Helen with the High Hand (2nd ed.) eBook

This eBook from the Gutenberg Project consists of approximately 203 pages of information about Helen with the High Hand (2nd ed.).

And Helen made the piano say “O Love!” in its fashion.

And presently Emanuel was launched upon the sea of his yearnings, and voyaging behind the hurricane of passion.  And, as usual, he hid nothing from his hearers.  Then he hove to, and, as it were, climbed to the main-topgallant-sail in order to announce: 

“O Love!”

It was not surprising that his voice cracked.  Emanuel ought to have been the last person to be surprised at such a phenomenon.  But he was surprised.  To him the phenomenon of that cracking was sempiternally novel and astounding.  It pained and shocked him.  He wondered whose the fault could be?  And then, according to his habit, he thought of the pianist.  Of course, it was the fault of the pianist.  And, while continuing to sing, he slowly turned and gazed with sternness at the pianist.  The audience must not be allowed to be under any misapprehension as to the identity of the culprit.  Unfortunately, Emanuel, wrapped up, like the artist he was, in his performance, had himself forgotten the identity of the culprit.  Helen had ceased to be Helen; she was merely his pianist.  The thing that he least expected to encounter when gazing sternly at the pianist was the pianist’s gaze.  He was accustomed to flash his anger on the pianist’s back.  But Helen, who had seen other pianists at work for Emanuel, turned as he turned, and their eyes met.  The collision disorganised Emanuel.  He continued to glare with sternness, and he ceased to sing.  A contretemps had happened.  For the fifth of a second everybody felt exceedingly awkward.  Then Helen said, with a faint, cold smile, in a voice very low and very clear: 

“What’s the matter with you, Mr. Prockter?  It wasn’t my voice that cracked.”

The minx!

There was a half-hearted attempt at the maintenance of the proprieties, and then Wilbraham Hall rang with the laughter of a joke which the next day had become the common precious property of all the Five Towns.  When the aged rector had restored his flock to a sense of decency Mr. Emanuel Prockter had vanished.  In that laughter his career as a singer reached an abrupt and final conclusion.  The concert also came to an end.  And the collection, by which the divine always terminated these proceedings, was the largest in the history of the Guild.
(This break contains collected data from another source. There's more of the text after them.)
PR #514, opened 2020-06-11
Refactor ProgramClauseData to remove Implies variant

### LINKED ISSUE #511: simplify ProgramClauseImplication
Currently we have the [`ProgramClause`] type, which maps to an enum [`ProgramClauseData`] with two options:

* Implies -- a [`ProgramClauseImplication`], corresponding to `P :- Q1..Qn` (i.e., `P` is true if `Q1...Qn` are provable)
* ForAll -- which wraps the same [`ProgramClauseImplication`] in binders, corresponding to `forall<...> { P :- Q1..qn }`.

I think we should remove the `Implies` variant and just have that a `ProgramClause` maps to a `Binders<ProgramClauseImplication>`, but those binders may be empty.

This is a straight refactoring and simplification.

[`ProgramClause`]: http://rust-lang.github.io/chalk/chalk_ir/struct.ProgramClause.html
[`ProgramClauseData`]: http://rust-lang.github.io/chalk/chalk_ir/enum.ProgramClauseData.html
[`ProgramClauseImplication`]: http://rust-lang.github.io/chalk/chalk_ir/struct.ProgramClauseImplication.html

This issue has been assigned to @declanvk via [this comment](https://github.com/rust-lang/chalk/issues/511#issuecomment-642337691).

declanvk:
Closes #511 

~~As far as I can tell, I didn't change the logic of anything. However, when I checked the test suite there were still some failing tests. I've listed them here just in case they are relevant.~~

Initially failing tests
  
```
test test::coherence::downstream_impl_of_fundamental_43355 ... FAILED
test test::coherence::fundamental_traits ... FAILED
test test::coherence::local_negative_reasoning_in_coherence ... FAILED
test test::coherence::nonoverlapping_assoc_types ... FAILED
test test::coherence::overlapping_assoc_types ... FAILED
test test::coherence::overlapping_assoc_types_error ... FAILED
test test::coherence::two_blanket_impls ... FAILED
test test::misc::flounder_ambiguous ... FAILED
test test::projection::normalize_into_iterator ... FAILED
test test::projection::projection_from_env_a ... FAILED
test test::projection::projection_from_env_slow ... FAILED
test test::wf_goals::struct_wf ... FAILED
test test::wf_lowering::copy_constraints ... FAILED
test test::wf_lowering::drop_constraints ... FAILED
test test::wf_lowering::implied_bounds ... FAILED
```

Looking into the reason now.

### DIFF
--- a/chalk-ir/src/cast.rs
+++ b/chalk-ir/src/cast.rs
@@ -225,18 +225,6 @@ where
     }
 }
 
-impl<I: Interner> CastTo<ProgramClause<I>> for ProgramClauseImplication<I> {
-    fn cast_to(self, interner: &I) -> ProgramClause<I> {
-        ProgramClauseData(Binders::empty(interner, self.shifted_in(interner))).intern(interner)
-    }
-}
-
-impl<I: Interner> CastTo<ProgramClause<I>> for Binders<ProgramClauseImplication<I>> {
-    fn cast_to(self, interner: &I) -> ProgramClause<I> {
-        ProgramClauseData(self).intern(interner)
-    }
-}
-
 impl<T, U> CastTo<Option<U>> for Option<T>
 where
     T: CastTo<U>,
--- a/chalk-ir/src/cast.rs
+++ b/chalk-ir/src/cast.rs
@@ -205,7 +205,8 @@ where
             priority: ClausePriority::High,
         };
 
-        ProgramClauseData(Binders::empty(interner, implication)).intern(interner)
+        ProgramClauseData(Binders::empty(interner, implication.shifted_in(interner)))
+            .intern(interner)
     }
 }
 
@@ -226,7 +227,7 @@ where
 
 impl<I: Interner> CastTo<ProgramClause<I>> for ProgramClauseImplication<I> {
     fn cast_to(self, interner: &I) -> ProgramClause<I> {
-        ProgramClauseData(Binders::empty(interner, self)).intern(interner)
+        ProgramClauseData(Binders::empty(interner, self.shifted_in(interner))).intern(interner)
     }
 }
 
--- a/chalk-ir/src/cast.rs
+++ b/chalk-ir/src/cast.rs
@@ -199,12 +199,13 @@ where
     I: Interner,
 {
     fn cast_to(self, interner: &I) -> ProgramClause<I> {
-        ProgramClauseData::Implies(ProgramClauseImplication {
+        let implication = ProgramClauseImplication {
             consequence: self.cast(interner),
             conditions: Goals::new(interner),
             priority: ClausePriority::High,
-        })
-        .intern(interner)
+        };
+
+        ProgramClauseData(Binders::empty(interner, implication)).intern(interner)
     }
 }
 
@@ -214,7 +215,7 @@ where
     T: HasInterner<Interner = I> + CastTo<DomainGoal<I>>,
 {
     fn cast_to(self, interner: &I) -> ProgramClause<I> {
-        ProgramClauseData::ForAll(self.map(|bound| ProgramClauseImplication {
+        ProgramClauseData(self.map(|bound| ProgramClauseImplication {
             consequence: bound.cast(interner),
             conditions: Goals::new(interner),
             priority: ClausePriority::High,
@@ -225,13 +226,13 @@ where
 
 impl<I: Interner> CastTo<ProgramClause<I>> for ProgramClauseImplication<I> {
     fn cast_to(self, interner: &I) -> ProgramClause<I> {
-        ProgramClauseData::Implies(self).intern(interner)
+        ProgramClauseData(Binders::empty(interner, self)).intern(interner)
     }
 }
 
 impl<I: Interner> CastTo<ProgramClause<I>> for Binders<ProgramClauseImplication<I>> {
     fn cast_to(self, interner: &I) -> ProgramClause<I> {
-        ProgramClauseData::ForAll(self).intern(interner)
+        ProgramClauseData(self).intern(interner)
     }
 }
 
--- a/chalk-ir/src/lib.rs
+++ b/chalk-ir/src/lib.rs
@@ -1732,10 +1732,7 @@ impl std::ops::BitAnd for ClausePriority {
 }
 
 #[derive(Clone, PartialEq, Eq, Hash, Fold, HasInterner, Zip)]
-pub enum ProgramClauseData<I: Interner> {
-    Implies(ProgramClauseImplication<I>),
-    ForAll(Binders<ProgramClauseImplication<I>>),
-}
+pub struct ProgramClauseData<I: Interner>(pub Binders<ProgramClauseImplication<I>>);
 
 impl<I: Interner> ProgramClauseImplication<I> {
     pub fn into_from_env_clause(self, interner: &I) -> ProgramClauseImplication<I> {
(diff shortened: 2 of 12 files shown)


declanvk:
My best guess for the error is that by introducing an empty `Binders` it still changes the meaning, especially with respect to folding, via:

https://github.com/rust-lang/chalk/blob/a6400eba1d85c04c6d1c6184635f44a6ce57e1f2/chalk-ir/src/fold/binder_impls.rs#L38-L56

I managed to reproduce the same set of errors (the ones in the list above) with this commit alone: https://github.com/declanvk/chalk/commit/e96058569721eb71587ea294b82ee9c527ebcbf3

chalk-ir/src/cast.rs
```diff
@@ -225,13 +226,13 @@ where
 
 impl<I: Interner> CastTo<ProgramClause<I>> for ProgramClauseImplication<I> {
     fn cast_to(self, interner: &I) -> ProgramClause<I> {
-        ProgramClauseData::Implies(self).intern(interner)
+        ProgramClauseData(Binders::empty(interner, self)).intern(interner)
```
jackh726, line 229: This needs `self.shifted_in()`

chalk-solve/src/clauses/builder.rs
```diff
@@ -77,18 +77,13 @@ impl<'me, I: Interner> ClauseBuilder<'me, I> {
...
-                    VariableKinds::from(interner, self.binders.clone()),
-                    clause,
-                ))
-                .intern(interner),
-            );
-        }
+        self.clauses.push(
+            ProgramClauseData(Binders::new(
+                VariableKinds::from(interner, self.binders.clone()),
+                clause,
```
jackh726, line 83: So, we should be careful here. We indeed may need this to be `clause.shifted_in()` if `self.binders.len() == 0`. This is a little bit awkward. The builder I guess should always be assuming a level of binders.

declanvk:
That fixed it! I had to export the `Shift` folder from `chalk-ir`, let me know if I should refactor this at all.

jackh726:
Yeah, that was going to be my next comment: if we got rid of the Cast impl for one that does the shift, can we find the root "cause" there

nikomatsakis:
I wonder if those cast impls are even used. Probably.

jackh726:
@nikomatsakis nope, neither `Cast` impl is used :/

nikomatsakis:
Well then let's just remove them and avoid the problem =)

declanvk:
I removed the `Cast` impls and fixed the locations that failed by wrapping empty `Binders` and unconditionally applying `shifted_in`. I was contemplating some sort of `Binders` helper that looks like:
```rust
impl<I, T> Binders<T>
where
    T: Visit<I> + Fold<I, I, Result = T> + HasInterner<Interner = I>,
    I: Interner,
{
    pub fn empty_shift_if_required(interner: &T::Interner, value: T) -> Self {
        let value = if value.has_free_vars(interner) {
            // If this type contains "bound" types/lifetimes, then it
            // needs to be shifted across binders.
            value.shifted_in(interner)
        } else {
            value
        };

        Self::empty(interner, value)
    }
}
```
instead of having to apply `shifted_in` every time `Binders::empty` is used.

chalk-ir/src/cast.rs
```diff
@@ -225,12 +208,6 @@ where
     }
 }
 
-impl<I: Interner> CastTo<ProgramClause<I>> for ProgramClauseImplication<I> {
```
nikomatsakis, line 226: So I think *this* impl was completely unused...

chalk-ir/src/cast.rs
```diff
@@ -193,23 +193,6 @@ impl<I: Interner> CastTo<GenericArg<I>> for GenericArg<I> {
     }
 }
 
-impl<T, I> CastTo<ProgramClause<I>> for T
```
nikomatsakis, line 196: ...but maybe we should keep this impl, which would let us revert the diffs below.

chalk-ir/src/lib.rs
```diff
@@ -2110,11 +2110,12 @@ impl<I: Interner> Goal<I> {
...
+                let clauses = vec![DomainGoal::Compatible(()), DomainGoal::DownstreamType(ty)]
+                    .into_iter()
+                    .map(|clause| Binders::empty(interner, clause.shifted_in(interner)));
+
                 GoalData::Implies(
-                    ProgramClauses::from(
-                        interner,
-                        vec![DomainGoal::Compatible(()), DomainGoal::DownstreamType(ty)],
-                    ),
+                    ProgramClauses::from(interner, clauses),
```
nikomatsakis, line 2118: Hmm I think this code read more nicely before, and it's a good example that (a) is using precisely the pattern I was nervous about but (b) reads very naturally. i.e., here we have a goal `DownstreamType(ty)`, where the `ty` will contain a bound variable at some depth, and we are (implicitly, as part of the cast) inserting a `forall` binder around it, but the fact that the adjustment is happening without us having to talk about it feels very natural. i.e., we didn't say anything about this binder, so it's just managed for us.

chalk-solve/src/wf.rs
```diff
@@ -326,9 +326,14 @@ fn impl_wf_environment<'i, I: Interner>(
...
-        .into_iter()
-        .map(move |ty| ty.into_from_env_goal(interner).cast(interner));
+    let types_wf = types.into_iter().map(move |ty| {
+        let bound_goal = Binders::empty(
+            interner,
+            ty.into_from_env_goal(interner).shifted_in(interner),
+        );
+
+        bound_goal.cast(interner)
+    });
```
nikomatsakis, line 336: same here

nikomatsakis:
@declanvk 

> I was contemplating some sort of Binders helper that looks like

I would perhaps instead just make the `shifted_in` helper check if there are no free variables and return a clone if so -- although there is a bit of a complication in that we might need to account for the possibility of `T::Result` not being equal to `T`.

nikomatsakis:
But in any case that's just an optimization, so let's address it separately. It actually fits in with another theme of work I think we should pursue, which is propagating "flags" and the like, similar to what rustc has, which can enable us to create fast-paths quite efficiently.

chalk-ir/src/cast.rs
jackh726: Yes, this and the one underneath (for `Binders<ProgramClauseImplication<I>>`

chalk-ir/src/cast.rs
jackh726: I didn't check this one, whoops.

chalk-ir/src/lib.rs
jackh726: I do think we should maybe file an issue to follow up on this. I don't like the implicit `forall` here

nikomatsakis: Hmm, I convinced myself of the opposite, that the implicit forall was not a problem, so long as it doesn't bind anything (after all, it has no meaning then). Can you say a bit more about what's bothering you about it?

I think what's important to me is that we should be trying to make the high-level code relatively readable and "mappable" to the underlying logic with relatively little "noise". I think this code gets pretty dense and the more we have random iterates and meaningless shifts in there, the more confusing it is. But I *am* amenable to creating more explicit helpers to cover specific scenarios, and relying less on general traits like `Cast` that might be easily misused.

jackh726: So, I guess I haven't convinced myself one way or the other whether I do or don't like the implicit `forall`. I guess it's not that bad since we *are* shifting.

nikomatsakis: So, shall we leave the Cast impl in place and file a follow-up PR to consider removing it and replacing it with some other pattern?

Or should we leave *this* version? 

I guess I don't care that much either way. I have a slight preference for the former.

jackh726: I think we should just leave the Cast impl in place. I don't necessarily think we need a followup issue at this point; mostly because I can't really think of a better pattern. Thinking about this more, it's actually not as bad as originally sort of imagined it. Mostly because if you had something like `(^0.0).cast()` that would be shifted to `^1.0`. So you can't "lose" the information that you forgot to wrap your type in a `Binders`

nikomatsakis: OK.

declanvk:
I removed the unused `Cast` impls and put back the `CastTo<ProgramClause<I>> for T` one with a `shifted_in` inside of it.

Should I rebase/squash to address conflicts?

jackh726:
@declanvk Squashing doesn't matter. Rebase yes :)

A quarter of an hour or twenty minutes later all the guests, members, and patrons of the St. Luke’s Guild had left, most of them full of kind inquiries after Mr. Ollerenshaw, the genial host of that so remarkably successful entertainment.  The appearances and disappearances of Mr. Ollerenshaw had been a little disturbing.  First it had been announced that he was detained in Derby, buying property.  Indeed, few persons were unaware that, except for a flying visit in the middle, of two days, to collect his rents, James had spent a fortnight in Derby purchasing sundry portions of Derby.  Certainly Helen had not expected him.  Nor had she expected Mrs. Prockter, who two days previously had been called away by telegram to the bedside of a sick cousin in Nottingham.  Nor had she expected Lilian Swetnam, who was indisposed.  The unexpected ladies had not arrived; but James had arrived, as disconcerting as a ghost, and then had faded away with equal strangeness.  None of the departing audience had seen even the tassel of his cap.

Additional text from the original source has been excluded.